Zygmunt Bauman and Leonidas Donskis. Photo: Peter Župník

“We are not against the system, it’s the system that is against us”, said Spanish activist Aitor Tinoco i Girona introducing his country’s protest movement, which started in 2011 and arose from the dire economic situation, with 53% youth unemployment and 22% general unemployment. His movement, Real Democracy NOW! has three main mottos: the radicalization of democracy, cutting across issues and generation; the refusal to be goods in the hands of politicians and markets and the fight against the kidnapping of democracy by the Troika;  and reclaiming the streets, creating a new imagery of body politic.  “The utopia of representation is dead. We represent a new way of thinking and doing politics.”

Aitor Tinoco i Girona. Photo: Peter Župník

Russian-British journalist Peter Pomerantsev described the struggle of the Russian opposition to reframe their protests in the strange situation of a “post-modern dictatorship that does not allow them to act using usual opposition strategies”. As a case study, he introduced Putin’s chief ideologue Vladislav Surkov, who “owns all ideologies instead of suppressing them – wherever you want to stand or oppose him he is already there, owning the space and the language”.  Russian opposition responded by making politics more concrete and focusing on tiny issues, i.e. specific roads or forests threatened by developers, and by introducing the concept of public space that had not existed in Russia before.

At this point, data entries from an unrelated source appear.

PR #1362, opened 2022-01-15
Correct HTML in journal table

mechanarchy:
Fix regression since a06a60d3c2b33e1007ac5ab22497844bba7f5b71, which broke the formatting for metadata key `document`. The generated HTML will have two closing `</a>` tags; this PR fixes that.


yagebu:
Thanks :)

PR #1368, opened 2022-01-16
Fix exact matches not showing in the autocomplete list

### LINKED ISSUE #1359: 'Go to account' box in the sidebar does not work for exact matches
Typing in the exact name of an account and pressing <kbd>Return</kbd>/<kbd>Enter</kbd> does not allow you to view the account. For example, on the [Fava demo instance](https://fava.pythonanywhere.com/example-beancount-file/income_statement/), type `Expenses:Food:Restaurant` into the 'Go to account' box and press the enter key. This was annoying for me when copy/pasting account names from my beancount files in a text editor, to view them in Fava. 

I believe this is because the `AccountSelector` component only navigates based on the selected item in the dropdown list, not the content of the textbox, and the dropdown code specifically returns an empty list when there is an exact match:
https://github.com/beancount/fava/blob/16fcbe7d40ad578eed494b1eb4ef902f22ea248a/frontend/src/AutocompleteInput.svelte#L47-L48

This patch fixes the behaviour for exact matches; I have also removed the `<span>` CSS height rule as it was clipping the text when showing an exact match.
```patch
diff --git a/frontend/src/AutocompleteInput.svelte b/frontend/src/AutocompleteInput.svelte
index 4ed7148f..8dd75cf2 100644
--- a/frontend/src/AutocompleteInput.svelte
+++ b/frontend/src/AutocompleteInput.svelte
@@ -44,8 +44,7 @@
         suggestion,
         innerHTML: fuzzywrap(val, suggestion),
       }));
-    filteredSuggestions =
-      filtered.length === 1 && filtered[0].suggestion === val ? [] : filtered;
+    filteredSuggestions = filtered;
     index = Math.min(index, filteredSuggestions.length - 1);
     if (selectFirst && index < 0) {
       index = 0;
@@ -178,7 +177,6 @@
   }
 
   li :global(span) {
-    height: 1.2em;
     padding: 0 0.05em;
     margin: 0 -0.05em;
     background-color: var(--autocomplete-match);

```

mechanarchy:
This fixes #1359

### DIFF
--- a/frontend/src/AutocompleteInput.svelte
+++ b/frontend/src/AutocompleteInput.svelte
@@ -44,8 +44,7 @@
         suggestion,
         innerHTML: fuzzywrap(val, suggestion),
       }));
-    filteredSuggestions =
-      filtered.length === 1 && filtered[0].suggestion === val ? [] : filtered;
+    filteredSuggestions = filtered;
     index = Math.min(index, filteredSuggestions.length - 1);
     if (selectFirst && index < 0) {
       index = 0;
@@ -178,7 +177,6 @@
   }
 
   li :global(span) {
-    height: 1.2em;
     padding: 0 0.05em;
     margin: 0 -0.05em;
     background-color: var(--autocomplete-match);


yagebu:
Hey, thanks for the PR :) I want to solve this a bit differently: I think having a different logic (automatic selection of the first account in the dropdown) was a mistake and it should work like other dropdowns in Fava (and most other places) is better. See #1371, which now just passes through an "Enter" if no account is selected. This also allows one to pick accounts that are not explicitly declared.

Issue #1338, opened 2021-10-14
Sort order in Journal view is not in URL and therefore not preserved through browser navigation


nzbart:
When in the journal view, it's possible to sort by columns such as "Naration/Payee". However, when changing the view - such as by clicking on a specific Payee to "drill in" - this sort order is lost when coming back to the previous page using the browser back button or by clicking the `x` on the filter edit field.

I think that this would not be a problem if the sort order was stored in the URL as with the filter criteria.

yagebu:
A PR for this would be welcome :)

nzbart:
@yagebu I'll see if I can find time to contribute. I'm no Python expert, and it's a big job to get up to speed with an unfamiliar project's toolset and way of doing things (coding standards, tests, etc.) - even if the change itself isn't huge.

PR #1375, opened 2022-01-24
fava_options: reverse entries

alycda:
I prefer that entries not be reversed, so I added an option to toggle this without the need to resort the table after page is loaded.

usage:
```
2022-01-24 custom "fava-option" "reverse_entries" "false"
```


yagebu:
Hey, thanks for the PR :)

This is not something that I want to add an option for. Storing the sort order in the URL as suggested by #1338 instead or putting it in localStorage would be a better solution in my opinion.

PR #1, opened 2022-07-19
Take various updates from `fez` repository

cmeister2:
Here's the updates from `fez`. I suggest we rename `master` to `main` as well.

I'd love it if my pet feature made it in (fast RPM reading) but I've not included in this MR.

---

`fez` was a fork of `rpm-rs` with a number of maintenance fixes. This
commit takes those maintenance fixes and ports them into `rpm-rs`


Shinyzenith:
PR looks good apart from the failing tests :D tysm cmeister!!

Shinyzenith (dismissed):

Shinyzenith:
Also one minor nitpick: If the commit message could be a bit more descriptive it would help later on since not everyone knows about fez project

cmeister2:
> Also one minor nitpick: If the commit message could be a bit more descriptive it would help later on since not everyone knows about fez project

I've updated it with a little more detail.

Shinyzenith (dismissed):

drahnr (changes requested):
nit: there is a stray TODO that should be moved to an issue and be references, otherwise LGTM!

cmeister2:
> mit: there is a stray TODO that should be moved to an issue and be references, otherwise LGTM!

Fixed.

.github/dependabot.yml
```diff
@@ -0,0 +1,7 @@
+version: 2
+updates:
+- package-ecosystem: cargo
+  directory: "/"
+  schedule:
+    interval: daily
```
drahnr, line 6: ``
```suggestion
    interval: weekly
```

.github/workflows/ci.yml
```diff
@@ -0,0 +1,161 @@
+on:
+  push:
+    tags:
+      # Full version
+      - "[0-9]+.[0-9]+.[0-9]+"
```
drahnr, line 5: nit: prefixing with `v` might be a good idea to create a common prefix - it also seems to be a common pattern

.github/workflows/ci.yml
```diff
@@ -0,0 +1,161 @@
...
+      # Prerelease version
+      - "[0-9]+.[0-9]+.[0-9]+-*"
+
+  pull_request:
+    branches:
+      # Trigger on pull requests into main/master
+      - main
```
drahnr, line 12: I'll take care of the move to main after the merge

.github/workflows/ci.yml
```diff
@@ -0,0 +1,161 @@
...
+
+jobs:
+  check:
+    name: Check
+    runs-on: ubuntu-latest
+    strategy:
+      matrix:
+        rust:
+          - stable
+          - 1.57.0
```
drahnr, line 26: Does this align with the cargo manifest msrv? If not, that should be one a follow up PR, of which I can take care if

.github/workflows/ci.yml
```diff
@@ -0,0 +1,161 @@
...
+        with:
+          command: install
+          args: cargo-tarpaulin
+      - uses: actions-rs/cargo@v1
+        with:
+          command: tarpaulin
+          args: --out xml
+      # Commented out until a codecov token is added
+
+      # - uses: codecov/codecov-action@v3
```
drahnr, line 123: I'd prefer to delete commented code and introduce functional code all at once. We should move this to a separate PR. Do you want to take care of getting a token or should I?

src/rpm/signature/pgp.rs
```diff
@@ -31,7 +31,7 @@ impl traits::Signing<traits::algorithm::RSA> for Signer {
     /// it internally creates a copy until crate `pgp` provides
     /// a `Read` based implementation.
     fn sign<R: Read>(&self, data: R) -> Result<Self::Signature, RPMError> {
-        let passwd_fn = || String::new();
+        let passwd_fn = String::new;
```
drahnr, line 34: 👍

.github/workflows/ci.yml
cmeister2: Generally speaking I'm not a fan of a v prefix. Having the tag match the Cargo version (and also be semver) tends to be quite useful.

.github/workflows/ci.yml
cmeister2: It ought to - I'll double check when I'm back at a PC

.github/workflows/ci.yml
cmeister2: I don't mind. I can sort it out assuming I have access to do so.

Happy to delete commented-out code if you want - felt it was probably acceptable in the CI files temporarily.

.github/dependabot.yml
cmeister2: Don't mind.

.github/workflows/ci.yml
cmeister2: According to `cargo msrv` the actual MSRV is 1.56.1, so we should probably run with that.

.github/workflows/ci.yml
cmeister2: Have requested access for adding codecov. But I don't have access to add secrets to the repository.

drahnr: Added you. I'll grant access based on contributions over the next few weeks, so we have a few admins :)

.github/workflows/ci.yml
cmeister2: I've added in the v variants so we have a choice.

.github/workflows/ci.yml
drahnr: And also tie it down in the manifest

drahnr (dismissed):

.github/workflows/ci.yml
cmeister2: Ignore that, `cargo msrv` is blatantly lying 😂. I'll revert and make it 1.57.0 again.

```
`time v0.3.11` cannot be built because it requires rustc 1.57.0 or newer, while the currently active rustc version is 1.56.1
```

cmeister2:
@drahnr @Shinyzenith just need your reapproval whenever is convenient!

drahnr (approved):

Shinyzenith (approved):

PR #20, opened 2022-11-18
Fix packge sign issue

TommyLike:
1. Fix Seek&Read issue in SeqCursor
2. Fix md5 hash infinite loop when sign package
3. Add test for sign package and SeqCursor

Close #16

PR #21, opened 2022-11-18
Typo and Cleanup fix

TommyLike:
Add some typo fix as well as fix some clippy warning.

### DIFF
--- a/src/rpm/headers/header.rs
+++ b/src/rpm/headers/header.rs
@@ -538,7 +538,7 @@ impl Header<IndexTag> {
                         group: group.to_owned(),
                     },
                     mode: mode.into(),
-                    modified_at: utc.timestamp(mtime as i64, 0u32),
+                    modified_at: utc.timestamp_opt(mtime as i64, 0u32).unwrap(),
                     digest,
                     category: FileCategory::from_i32(flags).unwrap_or_default(),
                     size: size as usize,
--- a/src/rpm/headers/types.rs
+++ b/src/rpm/headers/types.rs
@@ -97,7 +97,7 @@ impl FileMode {
     }
 
     /// Usually this should be done with TryFrom, but since we already have a `From` implementation,
-    /// we run into this issue: `<https://github.com/rust-lang/rust/issues/50133>`
+    /// we run into this issue: <https://github.com/rust-lang/rust/issues/50133>
     pub fn try_from_raw(raw: i32) -> Result<Self, errors::RPMError> {
         let mode: FileMode = raw.into();
         mode.to_result()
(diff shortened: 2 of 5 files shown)


src/rpm/headers/header.rs
```diff
@@ -538,7 +538,7 @@ impl Header<IndexTag> {
                         group: group.to_owned(),
                     },
                     mode: mode.into(),
-                    modified_at: utc.timestamp(mtime as i64, 0u32),
+                    modified_at: utc.timestamp_opt(mtime as i64, 0u32).unwrap(),
```
dralley, line 541: e.g. why is this better

src/rpm/package.rs
```diff
@@ -110,8 +110,7 @@ impl RPMPackage {
         let rsa_signature_spanning_header_and_archive =
             signer.sign(&mut header_and_content_cursor)?;
 
-        // TODO FIXME verify this is the size we want, I don't think it is
```
dralley, line 113: This was verified I assume?

dralley:
Also let's run rustfmt (cargo fmt) so that the CI is completely clean

src/rpm/headers/header.rs
drahnr: `timestamp` got deprecated with the latest `chrono` release

src/rpm/package.rs
drahnr: I cross checked, this is indeed correct, I have a changeset ready once this an #20 are merged

src/rpm/headers/header.rs
drahnr: It will also make clippy pass again in other PRs once they are rebased.

TommyLike: yeah

TommyLike:
> @TommyLike Could you split the functional code change into a separate commit and use a descriptive commit message? This looks like more than just a typo fix.
There is no functional code change here.

src/rpm/package.rs
TommyLike: The code logic here is correct,remove the TODO FIXME tag here to avoid confusing, see: https://refspecs.linuxbase.org/LSB_3.1.1/LSB-Core-generic/LSB-Core-generic/pkgformat.html

src/rpm/headers/types.rs
```diff
@@ -97,7 +97,7 @@ impl FileMode {
     }
 
     /// Usually this should be done with TryFrom, but since we already have a `From` implementation,
-    /// we run into this issue: https://github.com/rust-lang/rust/issues/50133
+    /// we run into this issue: `<https://github.com/rust-lang/rust/issues/50133>`
```
drahnr, line 100:
```suggestion
    /// we run into this issue: <https://github.com/rust-lang/rust/issues/50133>
```

drahnr (approved):
Thank you!

dralley (approved):

Issue #4, opened 2022-07-22
Get publishing permissions on rpm-rs, or rename this crate


cmeister2:
We need to get publishing permissions on the rpm-rs crate, or rename this to something else, otherwise further changes are moot.

dralley:
No news.  The original contributor had some unrelated github activity 2 weeks ago but hasn't replied to emails or messages.

@cmeister2 I think, perhaps we should just continue publishing under the `fez` name for now.

cmeister2:
Couldn't we just rename to something like `rpm2` in the meantime, so we can actually get on with adding features? I'd be happy to use `fez` too, but there's a bit of hassle there with the feature I added.

dralley:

Peter Pomerantsev. Photo: Peter Župník

Slovak social anthropologist Juraj Buzalka outlined the relationship between the markets and social protests and quoted Martin M. Šimečka’s essay introducing Central European Forum, in which he said that “the essence of this world is located outside political regimes”.  He pointed out that, as Stephen Gudeman has said, our everyday life had never before been so profoundly penetrated by the markets and we have willy-nilly adapted to the penetration of market principles.

Juraj Buzalka. Photo: Peter Župník

The discussion then moved on to the impact of the protest movement. Aitor Tinoco i Girona sees the change of political culture and enhanced participation thanks to the Internet and social media as the movement’s greatest achievement. “The Internet is a common space and its open character is important since by overcoming fragmentation and atomization it facilitates the emergence of a net consciousness.”  However, Zygmunt Bauman pointed out that all social movements fall into the trap of institutionalization, which saps their power, and Leonidas Donskis suggested that social movements may be segments of future political parties. He praised international human rights organizations as more effective than national governments.  Juraj Buzalka commented on the adequacy of institutions in a world where the nation state has changed profoundly and Peter Pomerantsev bemoaned the fact that his generation suffered from the belief that all change was necessarily good. “Luckily, Russia is exhausted with the word change – there is a healthy skepticism toward change and Russia is growing out of revolution.” The opposition has only become effective after a distinct change of consciousness – they have succeeded in reframing the discourse, which a huge shift that has pushed Putin’s regime into a corner.

Zygmunt Bauman characterized our present-date situation as that one of “ignorance (we are unable to assess the future), impotence (we are unable to do anything about it) and a resulting humiliation.” Paraphrasing Sigmund Freud’s adage that all civilization is a trade-off between security and freedom, he noted that in the past too much freedom had been sacrificed for the sake of security, whereas today the pendulum has swung to the other extreme: “We have surrendered too much of our security for an unprecedented degree of freedom”. Although we are starting to feel kind of a freedom fatigue, people are not yet ready to sacrifice freedom for more tranquility.”